PROBLEM REQUIREMENTS —
Copy out the records so that each line matches the original.

___ MATERIALS PROVIDED

PR #484, opened 2020-05-05
Stuff doesn't work need to start with clean repo

devshgraphicsprogramming:


devshgraphicsprogramming:
What could be upstreamed, had been upstreamed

______

RESULT OF THIS TASK —
PR #484, opened 2020-05-05
Stuff doesn't work need to start with clean repo

devshgraphicsprogramming:


devshgraphicsprogramming:
What could be upstreamed, had been upstreamed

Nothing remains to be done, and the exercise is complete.